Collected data
● ● ●

PR #1086, opened 2018-01-10
Low: Remove "s" suffix from action default times

nrwahl2:
This patch introduces consistency by removing the trailing "s" character
from default time values for actions in resource agent metadata.
The default unit for time is seconds. Currently, some instances of time
values include the explicit "s" for the seconds unit, while others do
not.

### DIFF
--- a/heartbeat/IPaddr
+++ b/heartbeat/IPaddr
@@ -195,11 +195,11 @@ netmask for ARP - in nonstandard hexadecimal format.
 </parameters>
 
 <actions>
-<action name="start"   timeout="20s" />
-<action name="stop"    timeout="20s" />
-<action name="monitor" depth="0"  timeout="20s" interval="5s" />
-<action name="validate-all"  timeout="20s" />
-<action name="meta-data"  timeout="5s" />
+<action name="start"   timeout="20" />
+<action name="stop"    timeout="20" />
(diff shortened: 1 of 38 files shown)


nrwahl2:
If we implement this, we may also want to add a node to the dev guide so that we don't drift away from this again. Open to guidance on where to put it (e.g., Metadata or Conventions). The code examples in the dev guide already use this "s"-less form.

krig:
Makes sense to me.

marxsk:
I would prefer to go in the opposite direction. There is already support for even more complex XmYs (min:sec) in pcs/pacemaker for some cases. So making this a default might have sense. From the UI perspective, I would like to have different type 'time' so I can prepare a proper field.

[*] type='time' should be part of OCF this year. But we have to fix other issues before adding new ones.

nrwahl2:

● ● ●

- **What is required**
Set down nothing but the lines from the one containing "The default unit" through the end of the entries above, exactly as written, both ends counted.

- **Result below**
The default unit for time is seconds. Currently, some instances of time
values include the explicit "s" for the seconds unit, while others do
not.

### DIFF
--- a/heartbeat/IPaddr
+++ b/heartbeat/IPaddr
@@ -195,11 +195,11 @@ netmask for ARP - in nonstandard hexadecimal format.
 </parameters>
 
 <actions>
-<action name="start"   timeout="20s" />
-<action name="stop"    timeout="20s" />
-<action name="monitor" depth="0"  timeout="20s" interval="5s" />
-<action name="validate-all"  timeout="20s" />
-<action name="meta-data"  timeout="5s" />
+<action name="start"   timeout="20" />
+<action name="stop"    timeout="20" />
(diff shortened: 1 of 38 files shown)


nrwahl2:
If we implement this, we may also want to add a node to the dev guide so that we don't drift away from this again. Open to guidance on where to put it (e.g., Metadata or Conventions). The code examples in the dev guide already use this "s"-less form.

krig:
Makes sense to me.

marxsk:
I would prefer to go in the opposite direction. There is already support for even more complex XmYs (min:sec) in pcs/pacemaker for some cases. So making this a default might have sense. From the UI perspective, I would like to have different type 'time' so I can prepare a proper field.

[*] type='time' should be part of OCF this year. But we have to fix other issues before adding new ones.

nrwahl2:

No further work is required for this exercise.